Search code examples
parsingrustpegpest

Using Pest.rs, how can I specify that comments are to be anchored and whole line?


Exim uses a really awkward comment syntax,

Blank lines in the file, and lines starting with a # character (ignoring leading white space) are treated as comments and are ignored. Note: A # character other than at the beginning of a line is not treated specially, and does not introduce a comment.

This means that,

# This is is a comment
This has no comments # at all

Is there a way to mirror this with Pest.rs?
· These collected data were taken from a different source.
PR #298, opened 2020-03-25
eos-live-boot-overlayfs-setup: Fix eos-map-image-file invocation

ManMower:
I made the false assumption that dist_libexec_SCRIPTS installed
into /usr/libexec, but I didn't create packages to adequately
confirm installation location.  The actual location on an eos
system is /usr/lib/eos-boot-helper

Fix the script to look in the right place.

https://phabricator.endlessm.com/T14891

### DIFF
--- a/eos-live-boot-overlayfs-setup
+++ b/eos-live-boot-overlayfs-setup
@@ -21,7 +21,7 @@ find_storage_partition() {
 	dumpexfat -f /endless/persistent.img ${root_partition} &> /dev/null
 	if [[ $? = 0 ]]; then
 		udevadm settle
-		/usr/libexec/eos-map-image-file ${root_partition} /endless/persistent.img endless-live_storage
+		/usr/lib/eos-boot-helper/eos-map-image-file ${root_partition} /endless/persistent.img endless-live_storage
 		if [[ $? = 0 ]]; then
 			echo /dev/mapper/endless-live_storage
 			return 0


ManMower:
Multiple ways to fix this, wasn't sure which to pursue.
There's also making the script into a .in file and fixing it up at 'build' time
or moving eos-map-image-file into /usr/libexec

maybe there are more that I hadn't thought of.

jprvita:
There are other scripts and unit files that hardcode `/usr/lib/eos-boot-helper` and use `$(libexecdir)` in their Makefile, so at least the current PR consistently expands on that problem. However, we should find some time to get all of them fixed and use the value of libexecdir everywhere (so making all invocations into `.in` files). I tried that approach when implementing one of factory-reset, fallback-fb-setup or record-boot-success and found some inconsistencies in how that variable was expanded, so I ended up with this ugly workaround. But IIRC from researching at the time, Debian may be switching libexecdir from `/usr/lib/<pkg>` to `/usr/libexec/<pkg>` soon, and this will obviously break when that happens.

I guess this was a long way to say I'm fine with this for the current release, but let's pay this debt on master after we branch.

wjt:
As described on https://phabricator.endlessm.com/T27643 Debian has already switched, but packages opt in by bumping `debian/compat`.

jprvita:
> As described on https://phabricator.endlessm.com/T27643 Debian has already switched, but packages opt in by bumping `debian/compat`.

I forgot I had already filled that, thanks for having a better memory than mine :smile:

I've tried this,

COMMENT    = { "#" ~ (!NEWLINE ~ ANY)* ~ NEWLINE }
WHITESPACE = _{ " " }
main       = { SOI ~ ASCII_ALPHA* ~ EOI }

But, this will match on

MyText # Exim test this is not a comment 

How can I anchor the comment to the left?


Solution

  • This isn't possible with the default COMMENT expansion because it's expanded to all instances of rule-concatenation with ~ except for the atomics.. The following two lines are the same,

    a = { b ~ c }
    a = { b ~ WHITESPACE* ~ (COMMENT ~ WHITESPACE*)* ~ c }
    

    This essentially means that if you were to use the ~ and COMMENT you'd have to restrict your rules to atomic rules with @ and $

    Instead of this, for a line-based grammar, I ended up refining this and not using the COMMENT macro. Instead defining my own macro, _COMMENT to avoid the normal expansion into non-atomic tokens,

    WHITESPACE = _{ " " }
    _COMMENT   = { "#" ~ (!NEWLINE ~ ANY)* ~ NEWLINE }
    expr       = { ASCII_ALPHA+ }
    stmt       = { expr ~ NEWLINE }
    conf       = { SOI ~ (stmt | _COMMENT | NEWLINE)+ ~ EOI }
    

    Notice here both stmt and _COMMENT are NEWLINE terminated, and the conf includes 1 or more of them.